A lifting-body plane, the UB-14, designed by Vincent Burnelli, once crashed into the ground at 195 MPH. This was on Jan. 13, 1935, as reported in Newsday Magazine for Dec. 12, 1982, page 19. Everyone on board survived. It would be interesting to have a Boeing engineer describe what would happen if their latest model crashed at 195 MPH.
Quoting from the Neswsday article, "The pilot, Lou Reichers, reported that he 'flew the ship into the ground from about 200-foot altitude...the right wing being nearly vertical and absorbing the first shock. This impact caused the airplane to cartwheel... The body remained intact, and no fuel leaked from the wing tanks... The box-body strenghth of this type...saved myself [sic] and the engineer crew, and had the cabin been fully occupied with passengers with safety belts properly attached, no passengers would have been injured. This crash landing is an extraordinary example of the crash safety that can be provided by the lifting-body type of design'." All ellipses were in the original text.
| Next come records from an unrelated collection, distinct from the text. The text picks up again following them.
Issue #305, opened 2018-07-25
Let the user know when both --infer_headers and --representative_header_file is passed


arostamianfar:
In this case, we'll ignore --infer_headers arg and use --representative_header_file. We should warn the user that this is happening (likely fail the pipeline).

PR #310, opened 2018-07-26
Add warning

allieychen:
Add warnings when both infer_headers and representative_header_file are used.

Issues: [issue 305](https://github.com/googlegenomics/gcp-variant-transforms/issues/305)
Tested: unit tests

### DIFF
--- a/gcp_variant_transforms/options/variant_transform_options.py
+++ b/gcp_variant_transforms/options/variant_transform_options.py
@@ -15,6 +15,7 @@
 from __future__ import absolute_import
 
 import argparse  # pylint: disable=unused-import
+import logging
 import re
 
 from apache_beam.io.gcp.internal.clients import bigquery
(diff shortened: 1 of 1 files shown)


gcp_variant_transforms/options/variant_transform_options.py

Current jets could be made much stronger by retrofitting the planes with Monocoque construction, which consists of installing strong metal beams in the fuselage walls, from the front to the back of the plane. This would make it much less likely that the flimsy fuselage would break apart under stress, possibly cracking one of the fuel tanks.
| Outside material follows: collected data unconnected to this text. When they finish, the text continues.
PR #311, opened 2018-07-27
Add the full variant in case of errors for easier debugging.

### LINKED ISSUE #306: Report the full variant that contains malformed Number=A field
Even though we can't report the file where the variant came from*, we can at least report the full variant. This will make it easier to debug and find the file as it contains the sample name(s).

arostamianfar:
Fixes #306.

Tested: ran pipelines that generate errors and verified the logs and exceptions thrown.

P.S. pylint for logging.warning requires "%s" format, hence the difference in formatting.

### DIFF
--- a/gcp_variant_transforms/transforms/infer_headers.py
+++ b/gcp_variant_transforms/transforms/infer_headers.py
@@ -16,6 +16,7 @@
 
 from __future__ import absolute_import
 
+import logging
 from typing import Any, Dict, Iterable, List, Optional, Union  # pylint: disable=unused-import
 
 import apache_beam as beam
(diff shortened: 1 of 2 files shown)


gcp_variant_transforms/transforms/infer_headers.py
```diff
@@ -213,6 +216,8 @@ def _infer_info_fields(self, variant, defined_headers):
             defined_headers.infos.get(info_field_key),
             len(variant.alternate_bases))
         if corrected_info:
+          logging.warning('Incorrect INFO field "%s" in variant "%s"',
```
allieychen: Providing the conflicting info may also help. Something similar to `expected (the definition found in defined_headers), found (the INFO field value in variant), correct the header to (corrected_header)`.

gcp_variant_transforms/transforms/infer_headers.py
```diff
@@ -252,6 +259,8 @@ def _infer_format_fields(self, variant, defined_headers):
           corrected_format = self._infer_mismatched_format_field(
               format_key, format_value, defined_headers.formats.get(format_key))
           if corrected_format:
+            logging.warning('Incorrect FORMAT field "%s" in variant "%s"',
```
allieychen: ditto.

gcp_variant_transforms/transforms/infer_headers.py
arostamianfar: ah, this was actually the conflicting info case :) Rephrased the warning msg to make it more clear (also added expected vs. actual). Thanks!

gcp_variant_transforms/transforms/infer_headers.py
arostamianfar: Done here as well.

PR #313, opened 2018-07-30
Make setup_file flag required.

arostamianfar:
setup_file is required when running w/ Dataflow for Variant Transforms. If it's not provided, no error is actually thrown and the pipeline just hangs; very difficult to debug and identify the problem.

### DIFF
--- a/gcp_variant_transforms/vcf_to_bq_common_test.py
+++ b/gcp_variant_transforms/vcf_to_bq_common_test.py
@@ -25,7 +25,7 @@ from gcp_variant_transforms.vcf_to_bq_common import PipelineModes
 
 
 class VcfToBqCommonTest(unittest.TestCase):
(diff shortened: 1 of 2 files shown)


gcp_variant_transforms/vcf_to_bq_common_test.py
```diff
@@ -24,7 +24,7 @@
 from gcp_variant_transforms.vcf_to_bq_common import PipelineModes
 
 
-class DataProcessorTest(unittest.TestCase):
+class VcfToBqCommonTest(unittest.TestCase):
   """Tests cases for the ``general_process`` script."""
```
allieychen: Can you also help update the doc string here? s/general_process/vcf_to_bq_common.

arostamianfar: Done! Thanks for catching this one too!

Issue #221, opened 2018-05-01
Add integration test to cover inf/-inf/nan values


arostamianfar:
See #219 for context. We should have integration tests for these values to ensure we can handle them properly from now on (also becomes important when we switch to Nucleus).

PR #317, opened 2018-08-03
update integration tests #221

allieychen:
1. Fixed a bug related to [#219](https://github.com/googlegenomics/gcp-variant-transforms/issues/219). If the field is defined as `num = A`, and the value is `inf`, the pipeline fails.
2. Add integration test for the 'inf' float values.

Issue: [#221](https://github.com/googlegenomics/gcp-variant-transforms/issues/221), [#219](https://github.com/googlegenomics/gcp-variant-transforms/issues/219)
Tested: unit tests & integration tests


pgrosu:
@allieychen By you already have `annotation_fields` defined as follows in `ProcessedVariant`:

https://github.com/googlegenomics/gcp-variant-transforms/blob/6d175c2e7dd0cdc6d314d5fc608ec7c046184a54/gcp_variant_transforms/libs/processed_variant.py#L199-L201

pgrosu:
By the way BigQuery is misspelled here: 

https://github.com/googlegenomics/gcp-variant-transforms/blob/master/gcp_variant_transforms/libs/bigquery_util.py#L153

`BgiQuery API does not allow null values in lists (note that the entire`

allieychen:
@pgrosu Thanks for pointing out the typo!
Re `annotation_fileds` in `ProcessedVariant`: The field is defined in `ProcessedVariantFactory`, and I think it might be easier to add this field to `ProcessedVariant`. :)

arostamianfar:
@allieychen: as discussed offline, annotation fields are actually a property of alternates in the context of `ProcessedVariant` and they're really providing more context about the keys of the info fields inside the alternates. So, let's put them inside `AlternateBaseData`.

gcp_variant_transforms/libs/processed_variant.py
```diff
@@ -235,6 +237,9 @@ def create_processed_variant(self, variant):
             proc_var, key, variant_info_data)
       else:
         proc_var._non_alt_info[key] = variant_info_data
+    for alternate_data in proc_var._alternate_datas:
```
arostamianfar: I think it's cleaner if this is moved to [here](https://github.com/googlegenomics/gcp-variant-transforms/blob/a15886c2a92353a5caed3d046c20bb3ba73bda1e/gcp_variant_transforms/libs/processed_variant.py#L407)
Basically, you'd add `alt_datas._annotation_field_names.add(annotation_field_name)` there.

gcp_variant_transforms/libs/bigquery_row_generator.py
```diff
@@ -162,7 +162,9 @@ def _get_base_row_from_variant(self, variant, allow_incompatible_records):
       alt_record = {bigquery_util.ColumnKeyConstants.ALTERNATE_BASES_ALT:
                     alt.alternate_bases}
       for key, data in alt.info.iteritems():
-        alt_record[bigquery_util.get_bigquery_sanitized_field_name(key)] = data
+        if key not in alt._annotation_field_names:
```
arostamianfar: Please make `alt._annotation_field_names` a property so that you can refer to it without private syntax.

gcp_variant_transforms/libs/processed_variant.py
```diff
@@ -153,13 +153,15 @@ def __init__(self, alt_bases):
...
     self._info = {}  # type: Dict[str, Any]
+    self._annotation_field_names = []  # type: Set[str]
 
   def __repr__(self):
     return ', '.join([str(self._alt_bases), str(self._info)])
 
   def __eq__(self, other):
     return (isinstance(other, AlternateBaseData) and
-            vars(self) == vars(other))
+            self._alt_bases == other._alt_bases and
```
arostamianfar: Are there cases where the new `_annotation_field_names` does not work anymore?

allieychen: Some unit tests didn't pass. We can also update the unit tests, but it just seems weird and unnecessary that every time we create `AlternateBaseData` in the unit tests, we have to set the the `annotation_field_names`.

pgrosu: Don't worry @allieychen, it's just temporary until the recursive check implementation.

PR #322, opened 2018-08-09
VcfParser abstract class

### LINKED ISSUE #316: Provide more error details for invalid vcf formatted files
Related to #113, when encountering issues with fields could you provide more details about the error such as possibly the vcf file and line number?  E.g. the following error tells me what's wrong but not where:

```
      '@type': type.googleapis.com/google.genomics.v2alpha1.ContainerStoppedEvent
      actionId: 1
      exitStatus: 1
      stderr: |2+
           op.start()
          File "dataflow_worker/native_operations.py", line 38, in dataflow_worker.native_operations.NativeReadOperation.start
            def start(self):
          File "dataflow_worker/native_operations.py", line 39, in dataflow_worker.native_operations.NativeReadOperation.start
            with self.scoped_start_state:
          File "dataflow_worker/native_operations.py", line 44, in dataflow_worker.native_operations.NativeReadOperation.start
            with self.spec.source.reader() as reader:
          File "dataflow_worker/native_operations.py", line 48, in dataflow_worker.native_operations.NativeReadOperation.start
            for value in reader:
          File "/usr/local/lib/python2.7/dist-packages/gcp_variant_transforms/beam_io/vcfio.py", line 396, in read_records
            for line in record_iterator:
          File "/usr/local/lib/python2.7/dist-packages/gcp_variant_transforms/beam_io/vcfio.py", line 475, in next
            raise ValueError('Invalid record in VCF file. Error: %s' % str(e))
        ValueError: Invalid record in VCF file. Error: invalid literal for float(): 20,0
```

samanvp:
This PR implements a generic VcfParser class and a derived class based
on Pyvcf.
This is a preparation for a second PR in which we add the support for
Nucleus based parser.

This PR also fixes #316


gcp_variant_transforms/beam_io/vcf_parser.py
```diff
@@ -0,0 +1,449 @@
...
+    # type: (...) -> None
+    # If `representative_header_lines` is given, header lines in `file_name`
+    # are ignored; refer to _process_header_lines() logic.
+    self._header_lines = []
+    self._representative_header_lines = representative_header_lines
+    self._current_line = None
+    self._file_name = file_name
+    self._allow_malformed_records = allow_malformed_records
+
+    self._header_processed = False
```
arostamianfar: This is also not needed.

gcp_variant_transforms/beam_io/vcf_parser.py
```diff
@@ -0,0 +1,449 @@
...
+
+  def __iter__(self):
+    return self
+
+  def _init_with_header(self, header_lines):
+    # type: (List[str]) -> None
+    """ This method will be called by _process_header_lines()."""
+    raise NotImplementedError
+
+  def _get_record(self, line):
```
arostamianfar: s/line/data_line may be a better name here (but I dont feel strongly about it).
...it may be obvious, but this the body of this method should only care about parsing data lines and not header lines, so renaming the variable makes it even more clear.
and 'data lines' terminology is from VCF spec: http://samtools.github.io/hts-specs/VCFv4.3.pdf

gcp_variant_transforms/beam_io/vcf_parser.py
```diff
@@ -0,0 +1,449 @@
...
+    # type: (str) -> Variant
+    """ This method will be called by next(), one line at a time."""
+    raise NotImplementedError
+
+class PyvcfParser(VcfParser):
+  """An Iterator for processing a single VCF file using pyvcf."""
```
arostamianfar: nit: s/pyvcf/PyVCF

gcp_variant_transforms/beam_io/vcf_parser.py
```diff
@@ -0,0 +1,449 @@
...
+      yield self._current_line.encode('utf-8')
+
+  def _get_record(self, line):
+    # _line_generator will consume this line.
+    self._current_line = line
+    try:
+      record = next(self._vcf_reader)
+      return self._convert_to_variant_record(record, self._vcf_reader.formats)
+    except (LookupError, ValueError) as e:
+      if self._allow_malformed_records:
```
arostamianfar: I think it's a better design to change the 'contract' of this method (i.e. in the comments) to either return a `Variant` or a `MalformedVcfRecord` (you need to specify this now anyway). That way, you just return the MalformedVcfRecord here. The `next()` method in `VcfParser` then checks whether the type is a Variant or Malformed one and does the right thing depending on allow_malfored_records. That way, for Nucleus, you don't have to re-implement this logic.

gcp_variant_transforms/beam_io/vcfio.py
```diff
@@ -34,205 +29,30 @@
...
-MISSING_FIELD_VALUE = '.'  # Indicates field is missing in VCF record.
-PASS_FILTER = 'PASS'  # Indicates that all filters have been passed.
-END_INFO_KEY = 'END'  # The info key that explicitly specifies end of a record.
-GENOTYPE_FORMAT_KEY = 'GT'  # The genotype format key in a call.
-PHASESET_FORMAT_KEY = 'PS'  # The phaseset format key.
-DEFAULT_PHASESET_VALUE = '*'  # Default phaseset value if call is phased, but
-                              # no 'PS' is present.
-MISSING_GENOTYPE_VALUE = -1  # Genotype to use when '.' is used in GT field.
 
+__all__ = ['ReadFromVcf', 'ReadAllFromVcf', 'MalformedVcfRecord']
```
arostamianfar: I think you can remove this now (required by Beam, but not by our code). We kept it here for Beam-compatibility, but now we have to change a bunch of stuff anyway, so let's remove it. Ditto for vcf_parser.py.

gcp_variant_transforms/beam_io/vcfio.py
```diff
@@ -34,205 +29,30 @@
...
-    return ', '.join(
-        [str(s) for s in [self.name, self.genotype, self.phaseset, self.info]])
 
 
 class _ToVcfRecordCoder(coders.Coder):
   """Coder for encoding :class:`Variant` objects as VCF text lines."""
 
   def encode(self, variant):
-    # type: (Variant) -> str
+    # type: (vcf_parser.Variant) -> str
```
arostamianfar: Let's keep everything as 'Variant' now (it would be valid as it's still declared here). We'd need to change everything if we want to use the vcf_parser version not just this particular one.

gcp_variant_transforms/beam_io/vcf_parser.py
```diff
@@ -0,0 +1,449 @@
...
+
+  def _line_generator(self):
+    header_processed = False
+    if not header_processed and self._header_lines:
+      for header in self._header_lines:
+        self._current_line = header
+        yield self._current_line
+      header_processed = True
+    # Infinit loop; VcfParser.next() rasies StopIteration when EOF is reached.
+    while self._current_line:
```
arostamianfar: Thinking about this more: I think it's better to be explicit and just say `while True:` since we know that the string will never be set to None (see now below). The comment then becomes something like `Continue to process the next line indefinitely. The next line is set inside _get_record and this method is indirectly called in get_record`.
Also note that this behavior is independent of `VcfParser.next()`; the relationship is really between get_record and this method.

note: the current logic has a bug as it should check with `is not None`, otherwise, we'd terminate the pipeline if there's an empty line (PyVcf [skips empty lines](https://github.com/jamescasbon/PyVCF/blob/master/vcf/parser.py#L280)). I think we should add an integration test with an empty line to make sure this continues to work as we make changes. Could you please change, say, valid-4.2.vcf and add an empty line in the middle of the file?

gcp_variant_transforms/beam_io/vcfio.py
samanvp: done.

gcp_variant_transforms/beam_io/vcfio.py
```diff
@@ -34,205 +29,30 @@
 from apache_beam.io.iobase import Read
 from apache_beam.transforms import PTransform
 
-__all__ = ['ReadFromVcf', 'ReadAllFromVcf', 'Variant', 'VariantCall',
-           'MalformedVcfRecord']
+from gcp_variant_transforms.beam_io import vcf_parser
 
+# All other modules depend on vcfio for the following const values.
```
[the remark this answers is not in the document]
samanvp: Filed https://github.com/googlegenomics/gcp-variant-transforms/issues/324

I also added another line to the comment. Please let me know if you think we should use some other reasons here.

gcp_variant_transforms/beam_io/vcf_parser.py
```diff
@@ -0,0 +1,455 @@
...
+    # Continue to process the next line indefinitely. The next line is set
+    # inside _get_variant() and this method is indirectly called in get_variant.
+    while self._next_line_to_process:
+      # PyVCF has explicit str() calls when parsing INFO fields, which fails
+      # with UTF-8 decoded strings. Encode the line back to UTF-8.
+      self._current_line = self._next_line_to_process
+      self._next_line_to_process = None
+      yield self._current_line.encode('utf-8')
+      # Making sure _get_variant() assigned a new value before consuming it.
+      assert self._next_line_to_process
```
arostamianfar: Please add a comment on this assert:
`assert self._next_line_to_process, 'Internal error: A data line is requested to be processed more than once. Please file a bug if you see this!'`

gcp_variant_transforms/beam_io/vcfio.py
arostamianfar: Looks like this was added back in the latest sync.

gcp_variant_transforms/beam_io/vcf_parser.py
```diff
@@ -0,0 +1,455 @@
...
+
+    text_source = textio._TextSource(
+        file_pattern,
+        0,  # min_bundle_size
+        compression_type,
+        True,  # strip_trailing_newlines
+        coders.StrUtf8Coder(),  # coder
+        validate=False,
+        header_processor_fns=(
+            lambda x: not x or not x.strip() or x.startswith('#'),
```
arostamianfar: Shouldn't this be `x.strip() or x.startswith('#')`? Otherwise, this would treat the entire file as a header. The unit tests would still pass given that PyVCF does't care about header vs. data lines, but integration tests would fail (likely run out of memory or take way too long for large samples).
Also, you dont need to worry about x being None here.

gcp_variant_transforms/beam_io/vcf_parser.py
arostamianfar: Also, I'd relax this assert to `self._next_line_to_process is not None` (I know that we skip empty lines, but even if we didn't, this means that something was processed).

gcp_variant_transforms/beam_io/vcf_parser.py
```diff
@@ -0,0 +1,455 @@
...
+GENOTYPE_FORMAT_KEY = 'GT'  # The genotype format key in a call.
+PHASESET_FORMAT_KEY = 'PS'  # The phaseset format key.
+DEFAULT_PHASESET_VALUE = '*'  # Default phaseset value if call is phased, but
+                              # no 'PS' is present.
+MISSING_GENOTYPE_VALUE = -1  # Genotype to use when '.' is used in GT field.
+
+
+class Variant(object):
+  """A class to store info about a genomic variant.
+  Each object corresponds to a single record in a VCF file.
```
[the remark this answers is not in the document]
samanvp: sorry, I don't know how this happened since I copied vcfio.py and started editing it!

gcp_variant_transforms/beam_io/vcf_parser.py
```diff
@@ -0,0 +1,455 @@
...
+                      self._file_name, data_line, str(e))
+      return MalformedVcfRecord(self._file_name, data_line, str(e))
+
+  def _line_generator(self):
+    for header in self._header_lines:
+      yield header
+    # Continue to process the next line indefinitely. The next line is set
+    # inside _get_variant() and this method is indirectly called in get_variant.
+    while self._next_line_to_process:
+      # PyVCF has explicit str() calls when parsing INFO fields, which fails
```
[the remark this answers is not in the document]
samanvp: done.

gcp_variant_transforms/beam_io/vcf_parser.py
samanvp: done.

gcp_variant_transforms/beam_io/vcf_parser.py
samanvp: I actually made the same mistake first and later realized it has to be `no x.strip()` otherwise all not empty lines would be considered as header since they all satisfy the `x.strip()` condition.

samanvp:
We looked at performance metrics offline together and it seems there is no significant increase.
Thanks,

gcp_variant_transforms/beam_io/vcf_parser.py
```diff
@@ -0,0 +1,460 @@
...
+    # inside _get_variant() and this method is indirectly called in get_variant.
+    while self._next_line_to_process:
+      self._current_line = self._next_line_to_process
+      self._next_line_to_process = None
+      # PyVCF has explicit str() calls when parsing INFO fields, which fails
+      # with UTF-8 decoded strings. Encode the line back to UTF-8.
+      yield self._current_line.encode('utf-8')
+      # Making sure _get_variant() assigned a new value before consuming it.
+      assert self._next_line_to_process is not None, (
+          'Internal error: A data line is requested to be processed more than' +
```
arostamianfar: nit: you don't need `+`. Also, please add an extra space after `than`

gcp_variant_transforms/beam_io/vcf_parser.py
```diff
@@ -0,0 +1,460 @@
...
+               alternate_bases=None,  # type: List[str]
+               names=None,  # type: List[str]
+               quality=None,  # type: float
+               filters=None,  # type: List[str]
+               info=None,  # type: Dict[str, Any]
+               calls=None  # type: List[VariantCall]
+              ):
+    # type: (...) -> None
+    """Initialize the ``Variant`` object.
+    Args:
```
arostamianfar: Please also add a blank line after the first line for all methods.

gcp_variant_transforms/beam_io/vcf_parser.py
arostamianfar: ah, good call! you're right! ...and i'm glad to hear that our unit tests did catch the issue too :)

samanvp:
Both done, thanks again for your patience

Another problem with current passenger jets is the emergency slides, which sometimes blow away in a strong wind, catch fire or fail to inflate. Lifting-body planes don't have this problem. The doors are three feet from the ground, so passengers could jump to the ground, or walk down a few steps.
On April 3, 2006, you may have seen a picture of the C-5 cargo plane that crashed in Delaware. It broke into three pieces, with the cockpit section completely severed from the rest of the plane. This wouldn't happen with the lifting-body design. Apparently the C-5 didn't have Monocoque construction (see above).
For more information, go to www.Aircrash.org .
Above text by S.L., Fridley, Minnesota, USA--Mar. 31, 2006. Updated Apr. 3, 2006.
[edit] Lifting body the opposite of a flying wing?
Is this really accurate? "It is related to, but the opposite of, a flying wing"
Doesn't make much sense to me and could use some explanation.